Autoimmune hepatitis (AIH) is considered an underdiagnosed cause of fulminant hepatic failure (FHF). Autoimmune FHF (AI-FHF) is believed to lead invariably to liver transplantation (LTX) or death. We aimed to describe the autoimmune features of children diagnosed as having AI-FHF and indeterminate FHF (ID-FHF), and describe the outcome of patients with AI-FHF treated with immunosuppressive drugs.

In this case-control study, the files of patients with AI-FHF and ID-FHF were reviewed and compared. AIH was diagnosed based on positive autoantibodies, raised immunoglobulin G, and histology when available. FHF was defined by raised transaminases, international normalised ratio ≥ 2.0, presence of encephalopathy, and no previously recognised liver disease.
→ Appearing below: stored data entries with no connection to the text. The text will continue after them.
PR #404, opened 2024-05-20
Refactor clusterissuer to issuer

azgabur:
The Letsecrypt issuer requires a Secret which provides secret for DNS01 verification. If ClusterIssuer object is used, the Secret needs to be stored in the namespace where the CertManager operator is installed. I propose using Issuer object inside the testing namespace which already contains secrets for DNSPolicy testing (the `mgc-aws-credentials` and `mgc-gcp-credentials`) to keep all the secrets in the same namespace. Another reason is to prevent accidental deletion of the secret in case of nightly testing.

This PR also adds entries to settings template file.

### DIFF
--- a/testsuite/config/__init__.py
+++ b/testsuite/config/__init__.py
@@ -50,8 +50,14 @@ settings = Dynaconf(
             messages={"condition": "{value} is not valid exposer"},
         ),
         Validator("control_plane.managedzone", must_exist=True, ne=None),
-        Validator("control_plane.clusterissuer", must_exist=True, ne=None),
-        Validator("letsencrypt.clusterissuer", must_exist=True, ne=None),
+        (
+            Validator("control_plane.issuer.name", must_exist=True, ne=None)
+            & Validator("control_plane.issuer.kind", must_exist=True, is_in={"Issuer", "ClusterIssuer"})
+        ),
+        (
+            Validator("letsencrypt.issuer.name", must_exist=True, ne=None)
+            & Validator("letsencrypt.issuer.kind", must_exist=True, is_in={"Issuer", "ClusterIssuer"})
+        ),
         DefaultValueValidator("keycloak.url", default=fetch_service_ip("keycloak", force_http=True, port=8080)),
         DefaultValueValidator("keycloak.password", default=fetch_secret("credential-sso", "ADMIN_PASSWORD")),
         DefaultValueValidator("mockserver.url", default=fetch_service_ip("mockserver", force_http=True, port=1080)),
--- a/testsuite/tests/kuadrant/gateway/test_external_ca.py
+++ b/testsuite/tests/kuadrant/gateway/test_external_ca.py
@@ -1,17 +1,17 @@
 """
 This module contains the most basic happy path test for both DNSPolicy and TLSPolicy
-for a cluster with Let's Encrypt ClusterIssuer
+for a cluster with Let's Encrypt Issuer
 
 Prerequisites:
 * multi-cluster-gateways ns is created and set as openshift["project"]
 * managedclustersetbinding is created in openshift["project"]
 * gateway class "kuadrant-multi-cluster-gateway-instance-per-cluster" is created
 * cert-manager Operator installed
-* Let's Encrypt ClusterIssuer object configured on the cluster matching the template:
+* Let's Encrypt Issuer object configured on the cluster matching the template:
 apiVersion: cert-manager.io/v1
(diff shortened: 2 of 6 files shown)


testsuite/config/__init__.py
```diff
@@ -50,8 +50,16 @@ def __init__(self, name, default, **kwargs) -> None:
...
         Validator("control_plane.managedzone", must_exist=True, ne=None),
-        Validator("control_plane.clusterissuer", must_exist=True, ne=None),
-        Validator("letsencrypt.clusterissuer", must_exist=True, ne=None),
+        Validator("control_plane.issuer", must_exist=True, ne=None)
+        | (
+            Validator("control_plane.issuer.name", must_exist=True, ne=None)
+            & Validator("control_plane.issuer.kind", must_exist=True, ne=None)
+        ),
+        Validator("letsencrypt.issuer", must_exist=True, ne=None)
+        | (
```
pehala, line 59: Why or?

testsuite/config/__init__.py
```diff
@@ -50,8 +50,16 @@ def __init__(self, name, default, **kwargs) -> None:
...
+            Validator("letsencrypt.issuer.name", must_exist=True, ne=None)
+            & Validator("letsencrypt.issuer.kind", must_exist=True, ne=None)
```
pehala, line 61: You should allow only exact strings as well

testsuite/config/__init__.py
azgabur: My mistake, I changed it now.

testsuite/config/__init__.py
azgabur: I added check for this

testsuite/config/__init__.py
```diff
@@ -50,8 +50,14 @@ def __init__(self, name, default, **kwargs) -> None:
...
         Validator("control_plane.managedzone", must_exist=True, ne=None),
-        Validator("control_plane.clusterissuer", must_exist=True, ne=None),
-        Validator("letsencrypt.clusterissuer", must_exist=True, ne=None),
+        (
+            Validator("control_plane.issuer.name", must_exist=True, ne=None)
+            & Validator("control_plane.issuer.kind", must_exist=True, ne=None, is_in={"Issuer", "ClusterIssuer"})
+        ),
+        (
+            Validator("letsencrypt.issuer.name", must_exist=True, ne=None)
+            & Validator("letsencrypt.issuer.kind", must_exist=True, ne=None, is_in={"Issuer", "ClusterIssuer"})
```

A total of 46 children with FHF were managed in the last 15 years: 10/46 (22%) had AI-FHF, 20/46 (43%) ID-FHF, and 16 had other diagnosis. The mean follow-up time was 4.6 years. AI-FHF and ID-FHF differed for the presence of autoantibodies (10/10, 6/10 liver/kidney microsome [LKM]-type, vs 3/20, none LKM, P < 0.0001), immunoglobulin G level (1845 vs 880 mg/dL, P < 0.001), median age at diagnosis (6.4 vs 1.8 years, P = 0.017), and alanine aminotransferase level (1020 vs 2386 IU/L, P = 0.029). Liver histology did not allow to differentiate the 2 conditions. Among the patients with AI-FHF, 4/9 who received steroids recovered; 5/9 required LTX and 1 died awaiting treatment.

AIH is a much more common cause of FHF than previously suggested, and a complete autoantibody testing including LKM-type is essential in this setting. Autoantibodies are uncommon in ID-FHF, and histology cannot distinguish it from AI-FHF. A cautious steroid trial may avoid LTX in some of the patients with AI-FHF.